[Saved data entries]
[Start of Attachment]

PR #198, opened 2018-09-24
PN-337: Optimize patients filtering for match finding.

veronikaslc:


matching-notification-api/src/main/java/org/phenotips/matchingnotification/finder/internal/DefaultMatchFinderManager.java
```diff
@@ -60,30 +60,43 @@
...
+                    + "visibility.visibility <> 'private' and "
+                    // filter by last update date
+                    + "doc.contentUpdateDate > :startTime and "
+                    + "order by patient.identifier desc",
                 Query.XWQL);
+            if (onlyCheckPatientsUpdatedAfterLastRun) {
+                q.bindValue("startTime", System.currentTimeMillis());
+            } else {
+                q.bindValue("startTime", 0);
+            }
```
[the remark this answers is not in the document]
veronikaslc: @marta- @sdumitriu wdyt?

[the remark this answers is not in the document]
allasm: also, e.g. visibility - we may want to check "user access" in a more complicated way than just checking "visibility" later, e.g. consider user access to a project or study a patient belongs to - well, or whatever else comes up in the future. A java "manager" will take care of it automatically, a query will not. And I'm one of the first to point out PT/PC runs slowly, but this part did not seem to be the bottleneck, so is not a good candidate for moving Java code into a query

matching-notification-api/src/main/java/org/phenotips/matchingnotification/finder/internal/DefaultMatchFinderManager.java
```diff
@@ -60,30 +60,41 @@
...
+                    + "doc.object(PhenoTips.VisibilityClass) as visibility "
+                    + "where patient.identifier is not null and "
+                    // exclude solved patients
+                    + "patient.solved <> '1' and "
+                    // filter by last update date
+                    + "doc.contentUpdateDate > :startTime and "
+                    + "order by patient.identifier desc",
                 Query.XWQL);
+            if (onlyCheckPatientsUpdatedAfterLastRun) {
+                q.bindValue("startTime", System.currentTimeMillis());
```
allasm: There is a problem here. `onlyCheckPatientsUpdatedAfterLastRun` means not patient updated after `System.currentTimeMillis()`, but updated after that particular matcher was run, which only that matcher knows (see line https://github.com/phenotips/patient-network/pull/198/commits/a31b758a238635fbc477b0894d0210d0506a4f71#diff-9a72985fda0ed745264848cb16cafa2fR123)

So the "is patient updated since last time" check should be done within the matcher and not here, sinc eit is matcher dependant

similarity-search/src/checkstyle/checkstyle-suppressions.xml
```diff
@@ -0,0 +1,28 @@
...
+-->
+
+<!DOCTYPE suppressions PUBLIC
+    "-//Puppy Crawl//DTD Suppressions 1.0//EN"
+    "http://www.puppycrawl.com/dtds/suppressions_1_0.dtd">
+
+<suppressions>
+  <suppress checks="ClassFanOutComplexity" files="SolrSimilarPatientsFinder"/>
+  <suppress checks="ReturnCount" files="SolrSimilarPatientsFinder"/>
+</suppressions>
```
allasm: I think we should check if inline style suppression ( `@SupressXXX`) works before adding a file here

similarity-search/src/main/java/org/phenotips/similarity/internal/SolrSimilarPatientsFinder.java
```diff
@@ -177,6 +194,39 @@ public int compare(PatientSimilarityView o1, PatientSimilarityView o2)
...
 
+    private boolean filterPatient(Patient matchPatient, Family family, EntityReference refOwner,
+        String requiredConsentId)
+    {
+        if (matchPatient == null) {
+            // Leftover patient in the index, should be removed
+            return true;
+        }
+        // filter out patients from the same family
+        if (family != null && family.isMember(matchPatient)) {
```
allasm: This does not work correctly for remote patients. I just checked how `isMember()` works (see https://github.com/phenotips/phenotips/blob/master/components/family-studies/api/src/main/java/org/phenotips/studies/family/internal/PhenotipsFamily.java#L140) - it just compares patient IDs. Remote patients may have an ID that matches an ID of some family member, but it still does not mean that patient is in a local family. Need to add a check first that the patient is local

veronikaslc: @allasm `matchedPatient` can't possibly be remote. For reference remote patients family is null.

matching-notification-api/src/main/java/org/phenotips/matchingnotification/finder/internal/DefaultMatchFinderManager.java
veronikaslc: Since last update info is stored in a separate document in phenomecentral space it does not depend on a matcher. Also we do not have any manager public method to use to get last update time, so it can be done here in the match finder manager. I will update PR.

similarity-search/src/main/java/org/phenotips/similarity/internal/SolrSimilarPatientsFinder.java
allasm: hmm, right, my bad. I will remove this comment then

similarity-search/src/checkstyle/checkstyle-suppressions.xml
veronikaslc: It doesn't.

allasm:
It will be interesting to compare performance of local match finder on `preprod` before and after the change

similarity-search/src/checkstyle/checkstyle-suppressions.xml
sdumitriu: It only works for PT 1.4, but this is the stable branch still using 1.3.

similarity-search/src/main/java/org/phenotips/similarity/internal/SolrSimilarPatientsFinder.java
```diff
@@ -177,6 +194,39 @@ public int compare(PatientSimilarityView o1, PatientSimilarityView o2)
...
+            return true;
+        }
+        // filter out patients of the same owner
+        if (refOwner.equals(this.accessHelper.getOwner(matchPatient).getUser())) {
```
sdumitriu: This may trigger a `NullPointerException` if the owner is `null`, which shouldn't happen but as we've seen yesterday, it may if there are other bugs.

PR #199, opened 2018-09-28
PN-340: Users with edit rights should be able to send notifications from Notification matches page

veronikaslc:


matching-notification-resources/src/main/resources/resources/uicomponents/matchingNotification/matchesTable.js
```diff
@@ -844,7 +844,10 @@ var PhenoTips = (function (PhenoTips) {
     _getNotified : function(record)
     {
         var td = '<td style="text-align: center" name="contacted">';
-        if (!this._isAdmin && (record.matched.isOwner || record.reference.isOwner) && (this._utils.isBlank(record.matched.pubmedId) || this._utils.isBlank(record.reference.pubmedId))) {
+        var accessAboveEdit = record.matched.access == "edit"   || record.reference.access == "edit"
+                           || record.matched.access == "owner"  || record.reference.access == "owner"
+                           || record.matched.access == "manage" || record.reference.access == "manage";
+        if (!this._isAdmin && accessAboveEdit && (this._utils.isBlank(record.matched.pubmedId) || this._utils.isBlank(record.reference.pubmedId))) {
```
allasm: should we be a bit more specific here about the solved cases? This code still lets someone to notify the owner of  a solved record of a match. Do we want that @marta- ? Should it be if `this._utils.isBlank(record.matched.pubmedId) **&&**  this._utils.isBlank(record.reference.pubmedId)` instead of **||**?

[End of Attachment]

Looking over the records, find each line with the word "refOwner" and copy it.

**OUTPUT FOR THIS TASK**:
+    private boolean filterPatient(Patient matchPatient, Family family, EntityReference refOwner,
+        if (refOwner.equals(this.accessHelper.getOwner(matchPatient).getUser())) {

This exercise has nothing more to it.